* Instructions for the task *
Go through the records and filter out every line lacking the word "deterministic"; copy the lines that remain.

- - -

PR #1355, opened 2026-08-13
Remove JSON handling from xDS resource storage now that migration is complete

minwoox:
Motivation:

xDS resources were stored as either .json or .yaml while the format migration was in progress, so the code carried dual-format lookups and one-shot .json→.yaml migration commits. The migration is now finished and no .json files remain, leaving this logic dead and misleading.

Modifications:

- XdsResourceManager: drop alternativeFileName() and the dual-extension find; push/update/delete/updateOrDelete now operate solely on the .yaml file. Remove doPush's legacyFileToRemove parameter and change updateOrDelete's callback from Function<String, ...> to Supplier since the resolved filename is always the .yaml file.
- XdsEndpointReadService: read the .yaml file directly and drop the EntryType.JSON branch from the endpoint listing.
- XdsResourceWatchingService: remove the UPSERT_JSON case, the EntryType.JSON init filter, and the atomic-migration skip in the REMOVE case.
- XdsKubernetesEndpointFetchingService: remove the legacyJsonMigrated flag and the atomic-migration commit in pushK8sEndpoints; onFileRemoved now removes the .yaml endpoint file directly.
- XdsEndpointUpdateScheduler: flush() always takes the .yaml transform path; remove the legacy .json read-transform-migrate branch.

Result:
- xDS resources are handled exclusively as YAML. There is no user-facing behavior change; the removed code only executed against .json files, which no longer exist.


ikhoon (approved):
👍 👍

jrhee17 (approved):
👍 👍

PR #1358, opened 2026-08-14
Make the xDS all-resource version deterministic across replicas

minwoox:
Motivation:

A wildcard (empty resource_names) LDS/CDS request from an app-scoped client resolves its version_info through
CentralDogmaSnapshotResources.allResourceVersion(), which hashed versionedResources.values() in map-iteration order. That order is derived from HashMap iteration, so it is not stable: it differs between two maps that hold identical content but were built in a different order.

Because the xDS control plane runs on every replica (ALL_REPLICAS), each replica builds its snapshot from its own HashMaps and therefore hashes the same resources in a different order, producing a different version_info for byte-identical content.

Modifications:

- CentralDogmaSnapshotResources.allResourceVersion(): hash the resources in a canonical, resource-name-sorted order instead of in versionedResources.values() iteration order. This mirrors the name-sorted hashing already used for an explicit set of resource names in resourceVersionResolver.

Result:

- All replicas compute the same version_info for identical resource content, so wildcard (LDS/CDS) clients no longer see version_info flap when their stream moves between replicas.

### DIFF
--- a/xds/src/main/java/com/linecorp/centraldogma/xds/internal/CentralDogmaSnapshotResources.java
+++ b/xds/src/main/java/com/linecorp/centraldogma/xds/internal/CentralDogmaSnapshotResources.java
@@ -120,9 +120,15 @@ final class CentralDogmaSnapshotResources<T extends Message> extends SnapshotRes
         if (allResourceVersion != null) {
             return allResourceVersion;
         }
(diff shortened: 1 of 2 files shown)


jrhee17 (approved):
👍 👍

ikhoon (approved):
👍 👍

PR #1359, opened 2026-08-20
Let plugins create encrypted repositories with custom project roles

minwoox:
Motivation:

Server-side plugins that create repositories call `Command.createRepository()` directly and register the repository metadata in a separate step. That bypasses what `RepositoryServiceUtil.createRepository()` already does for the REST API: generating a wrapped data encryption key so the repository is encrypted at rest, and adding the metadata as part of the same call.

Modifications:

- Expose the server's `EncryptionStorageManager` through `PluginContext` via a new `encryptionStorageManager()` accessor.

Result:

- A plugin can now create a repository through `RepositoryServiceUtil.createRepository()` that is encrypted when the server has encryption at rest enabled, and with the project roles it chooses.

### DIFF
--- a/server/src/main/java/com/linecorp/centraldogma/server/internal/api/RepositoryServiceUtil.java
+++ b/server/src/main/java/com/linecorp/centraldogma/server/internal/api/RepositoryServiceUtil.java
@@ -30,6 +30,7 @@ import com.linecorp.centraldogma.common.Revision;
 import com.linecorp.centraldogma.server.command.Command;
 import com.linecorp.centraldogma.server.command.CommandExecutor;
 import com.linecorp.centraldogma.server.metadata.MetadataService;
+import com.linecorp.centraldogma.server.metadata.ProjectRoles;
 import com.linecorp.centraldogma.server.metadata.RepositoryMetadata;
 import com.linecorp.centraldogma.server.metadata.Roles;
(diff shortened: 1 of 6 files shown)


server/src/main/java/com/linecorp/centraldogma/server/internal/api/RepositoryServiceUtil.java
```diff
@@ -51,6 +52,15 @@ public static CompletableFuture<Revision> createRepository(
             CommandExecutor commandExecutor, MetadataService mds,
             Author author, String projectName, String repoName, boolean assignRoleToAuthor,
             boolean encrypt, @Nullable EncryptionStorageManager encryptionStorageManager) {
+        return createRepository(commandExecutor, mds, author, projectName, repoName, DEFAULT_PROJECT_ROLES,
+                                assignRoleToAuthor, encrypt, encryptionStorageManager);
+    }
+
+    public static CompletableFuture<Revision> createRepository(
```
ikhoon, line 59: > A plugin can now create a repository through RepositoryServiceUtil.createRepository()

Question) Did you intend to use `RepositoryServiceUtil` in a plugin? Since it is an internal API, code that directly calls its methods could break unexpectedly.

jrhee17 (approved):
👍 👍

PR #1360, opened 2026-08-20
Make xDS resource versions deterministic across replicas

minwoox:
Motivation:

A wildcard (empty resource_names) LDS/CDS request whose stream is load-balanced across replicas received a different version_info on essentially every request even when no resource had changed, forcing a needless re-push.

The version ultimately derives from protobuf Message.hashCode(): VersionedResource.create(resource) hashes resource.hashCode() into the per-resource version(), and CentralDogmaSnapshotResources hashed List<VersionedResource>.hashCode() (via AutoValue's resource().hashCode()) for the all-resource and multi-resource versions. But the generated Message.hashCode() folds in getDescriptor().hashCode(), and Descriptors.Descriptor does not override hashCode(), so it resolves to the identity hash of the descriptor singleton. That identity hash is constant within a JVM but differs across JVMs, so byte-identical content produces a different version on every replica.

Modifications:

- - -

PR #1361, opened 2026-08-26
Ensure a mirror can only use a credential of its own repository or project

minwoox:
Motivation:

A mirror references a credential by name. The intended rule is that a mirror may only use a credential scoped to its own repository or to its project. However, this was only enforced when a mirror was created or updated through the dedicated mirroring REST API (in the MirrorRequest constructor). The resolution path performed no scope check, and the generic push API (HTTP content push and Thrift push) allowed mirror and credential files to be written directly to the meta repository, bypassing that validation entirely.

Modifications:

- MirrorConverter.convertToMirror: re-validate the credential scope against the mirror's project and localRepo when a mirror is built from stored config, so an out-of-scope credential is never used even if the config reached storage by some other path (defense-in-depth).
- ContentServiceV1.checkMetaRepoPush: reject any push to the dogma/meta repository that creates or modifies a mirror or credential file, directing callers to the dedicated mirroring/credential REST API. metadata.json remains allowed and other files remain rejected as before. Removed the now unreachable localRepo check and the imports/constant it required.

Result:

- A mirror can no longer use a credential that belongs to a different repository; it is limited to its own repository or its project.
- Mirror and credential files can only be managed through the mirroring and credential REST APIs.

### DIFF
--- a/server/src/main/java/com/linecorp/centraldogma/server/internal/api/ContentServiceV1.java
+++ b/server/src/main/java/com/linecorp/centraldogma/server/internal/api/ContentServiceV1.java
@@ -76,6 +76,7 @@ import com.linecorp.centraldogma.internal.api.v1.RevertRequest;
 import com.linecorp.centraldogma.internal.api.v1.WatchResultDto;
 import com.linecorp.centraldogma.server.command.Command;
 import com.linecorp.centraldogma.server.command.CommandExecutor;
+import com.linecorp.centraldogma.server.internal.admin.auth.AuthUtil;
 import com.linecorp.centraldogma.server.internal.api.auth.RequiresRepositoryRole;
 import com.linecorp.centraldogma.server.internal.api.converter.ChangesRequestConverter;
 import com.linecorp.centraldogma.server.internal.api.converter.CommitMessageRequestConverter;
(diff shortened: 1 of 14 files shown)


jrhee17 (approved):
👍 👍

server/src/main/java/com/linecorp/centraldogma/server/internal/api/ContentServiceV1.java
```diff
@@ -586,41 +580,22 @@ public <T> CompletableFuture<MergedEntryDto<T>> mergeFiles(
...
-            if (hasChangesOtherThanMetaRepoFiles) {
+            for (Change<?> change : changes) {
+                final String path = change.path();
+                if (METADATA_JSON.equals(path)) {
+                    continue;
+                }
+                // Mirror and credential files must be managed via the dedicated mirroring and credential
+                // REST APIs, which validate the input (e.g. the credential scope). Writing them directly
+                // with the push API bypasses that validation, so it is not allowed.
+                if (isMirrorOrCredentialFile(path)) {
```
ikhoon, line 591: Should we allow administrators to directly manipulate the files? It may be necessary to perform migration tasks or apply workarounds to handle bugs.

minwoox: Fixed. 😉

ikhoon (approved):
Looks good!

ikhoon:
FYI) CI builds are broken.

- - -

* Reply *
Make the xDS all-resource version deterministic across replicas
Make xDS resource versions deterministic across replicas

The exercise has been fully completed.